Abdullah Çevrim

Personal information
- Date of birth: 20 July 1941
- Date of death: 19 February 2019 (aged 77)
- Place of death: Fethiye, Turkey
- Position(s): Midfielder

Youth career
- Kuleli Military High School

Senior career*
- Years: Team / Apps / (Gls)
- Harbiye
- 1961-1966: Gençlerbirliği / 138 / (41)
- 1966-1970: Fenerbahçe / 106 / (23)
- 1970-1972: MKE Ankaragücü /  / (6)
- Gaziantepspor

International career
- Turkey MNT / 6

= Abdullah Çevrim =

Turkish footballer (1941–2019)

Abdullah Çevrim (20 July 1941 – 19 February 2019) was a Turkish footballer who played as a forward for Gençlerbirliği, Fenerbahçe, MKE Ankaragücü and Gaziantepspor.

He graduated in Kuleli Military High School where he played in sports, he started his football career with Harbiye SK (Militarty Sport Club) and then transferred to Gençlerbirliği where he scored 41 goals in 138 matches between 1961 and 1966.

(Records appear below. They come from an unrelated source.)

PR #1324, opened 2023-11-20
Fix compilation issue due to PORT_STATE_CHANGE_QUEUE_SIZE undefined reference.

Ashish1805:
- In PR https://github.com/sonic-net/sonic-sairedis/pull/1310, a constexpt static data member was added. Since sairedis repo uses c++14, definition of this data member needs to be provided in .cpp file too.

### DIFF
--- a/syncd/PortStateChangeHandler.cpp
+++ b/syncd/PortStateChangeHandler.cpp
@@ -6,6 +6,8 @@
 
 using namespace syncd;
 
+constexpr size_t PortStateChangeHandler::PORT_STATE_CHANGE_QUEUE_SIZE;
+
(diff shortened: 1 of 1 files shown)


Ashish1805:
@kcudnik I think there is some issue in `CodeQL / Analyze (cpp) (pull_request_target)` check. It doesn't seem to include the current PR when running the check - rather it runs the check on the head of master that was base for this current PR. This will also explain why check didn't fail for PR https://github.com/sonic-net/sonic-sairedis/pull/1310 before merge.

prsunny (approved):

prsunny:
@kcudnik , we may want to force-merge this.

PR #1325, opened 2023-11-23
[syncd] User fdb flush default value from SAI (#1317)

kcudnik:
Previously we were hard-codding default value for fdb flush, and since this value could change in the future, we want to get this form SAI metadata


prsunny (approved):
lgtm

kcudnik:
yes, on this branch seems to be enable, but this change on master passed

StormLiangMS:
remind @kcudnik PR checker failures.

PR #1328, opened 2023-11-28
[syncd] Set inti switch flag to false when doing warm boot

kcudnik:
This flag should be set to false during warm boot. This is a bug.


kcudnik:
This was not catches, since all vendors including virtual switch relay on SAI_WARM_BOOT_READ_FILE to be present and based on the they determine whether do a warm boot

PR #196, opened 2022-10-18
CI Run different sklearn versions in CI

### LINKED ISSUE #192: Consider running CI on different sklearn versions
Follow up to this discussion: https://github.com/skops-dev/skops/pull/188#issuecomment-1280600073

We want to support multiple sklearn versions. Sklearn is an integral part of this library so we should ensure that skops works well with all supported versions. However, our CI only tests one version at the moment and it's unlikely that developers would test multiple versions locally. Therefore, it's easy to overlook errors caused by specific versions.

To help with this, CI should run on different sklearn versions. To not explode our test matrix, we may tie the sklearn version to the Python version, just as an example:

- Python 3.7 + sklearn 0.24
- Python 3.8 + sklearn 1.0
- Python 3.9 + sklearn 1.1
- Python 3.10 + sklearn main?

BenjaminBossan:
Resolves #192

### DIFF
--- a/.github/workflows/build-test.yml
+++ b/.github/workflows/build-test.yml
@@ -10,12 +10,15 @@ concurrency:
 
 jobs:
   pytest:
+
     runs-on: ${{ matrix.os }}
     if: "github.repository == 'skops-dev/skops'"
     strategy:
       fail-fast: false  # need to see which ones fail
       matrix:
-        os: [ubuntu-latest]  # FIXME debug: , windows-latest, macos-latest]
+        os: [ubuntu-latest, windows-latest, macos-latest]
+        python: ["3.7", "3.8", "3.9", "3.10"]
+        # this is to make the CI run on different sklearn versions
         include:
           - python: "3.7"
             sklearn_version: "0.24"
@@ -41,7 +44,10 @@ jobs:
         pip install .[docs,tests]
         pip install black=="22.6.0" isort=="5.10.1" mypy=="0.981"
         pip uninstall scikit-learn
-        pip install "scikit-learn==${{ sklearn_version }}"
+        if [ ${{ matrix.sklearn_version }} == "nightly" ];
+          then pip install --pre --extra-index https://pypi.anaconda.org/scipy-wheels-nightly/simple scikit-learn;
+          else pip install "scikit-learn==${{ matrix.sklearn_version }}";
+        fi
         python --version
         pip --version
         pip list
--- a/.github/workflows/build-test.yml
+++ b/.github/workflows/build-test.yml
@@ -21,11 +21,11 @@ jobs:
         # this is to make the CI run on different sklearn versions
         include:
           - python: "3.7"
-            sklearn_version: "0.24"
+            sklearn_version: "0.24.0"
           - python: "3.8"
-            sklearn_version: "1.0"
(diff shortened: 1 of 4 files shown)


adrinjalali:
the distutil warning we need to ignore. It's a ton of work on the sklearn side to migrate away from it, but that's not something we can do anything about.

The first one we can also ignore, but I'm not sure why it's only on MacOS. @ogrisel @thomasjpfan, anything we should care about here, or in sklearn?

ogrisel:
I don't understand either. Both use the same version of scipy 1.9.2 and this problem should have been fixed in scikit-learn dev in https://github.com/scikit-learn/scikit-learn/pull/23633.

Maybe the scikit-learn dev wheels are not the same on all the platforms? Since we do not include the git commit hash in the version name, it's hard to tell.

ogrisel:
Actually they have, it just that for macos we have older files such as `scikit_learn-1.2.dev0-cp310-cp310-macosx_10_13_x86_64.whl` that are favored by pip over the new and more backward compat files such as `scikit_learn-1.2.dev0-cp310-cp310-macosx_10_9_x86_64.whl`:

image


Let me delete the old macos files.

ogrisel:
Done. Feel free to push an empty commit to this PR to trigger the CI again and confirm that this fixed the problem.

BenjaminBossan:
Yes, it was fixed, big thanks @ogrisel

.github/workflows/build-test.yml
```diff
@@ -33,6 +43,11 @@ jobs:
       run: |
         pip install .[docs,tests]
         pip install black=="22.6.0" isort=="5.10.1" mypy=="0.981"
+        pip uninstall --yes scikit-learn
+        if [ ${{ matrix.sklearn_version }} == "nightly" ];
+          then pip install --pre --extra-index https://pypi.anaconda.org/scipy-wheels-nightly/simple scikit-learn;
+          else pip install "scikit-learn>=${{ matrix.sklearn_version }}";
```
adrinjalali, line 49: shouldn't this be

```suggestion
          else pip install "scikit-learn=${{ matrix.sklearn_version }}";
```

?

BenjaminBossan:
@adrinjalali I added the skip for the inference tests when using a dev sklearn version

.github/workflows/build-test.yml
adrinjalali: Right, then maybe this is better?

```shell
$ pip install scikit-learn~=1.0.0
Collecting scikit-learn~=1.0.0
  Downloading scikit_learn-1.0.2-cp310-cp310-manylinux_2_17_x86_64.manylinux2014_x86_64.whl (26.5 MB)
```

https://peps.python.org/pep-0440/#compatible-release

adrinjalali (commented):
Awesome, seems like it was easier than we thought!

BenjaminBossan:
@adrinjalali TIL about `~=`. I made the change and it looks good except for `scikit-learn~=1.0`, which results in:

```
Collecting scikit-learn~=1.0
  Using cached scikit_learn-1.1.2-cp38-cp38-win_amd64.whl (7.3 MB)
```

([here](https://github.com/skops-dev/skops/actions/runs/3287955478/jobs/5417716311) e.g.)

Any idea?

He transferred to Fenerbahçe SK and played there four years between 1966 and 1970. He scored 23 goals in 106 matches and won the 1967–8 and 1969–70 Turkish League titles also won 1966-67 Balkan Cup. He played six times for the Turkey national team.

He transferred to MKE Ankaragücü and played with them between 1970 and 1972 and won the Turkish Cup with them in the 1971–72 season.

He died in Fethiye on 19 February 2019 of a heart attack.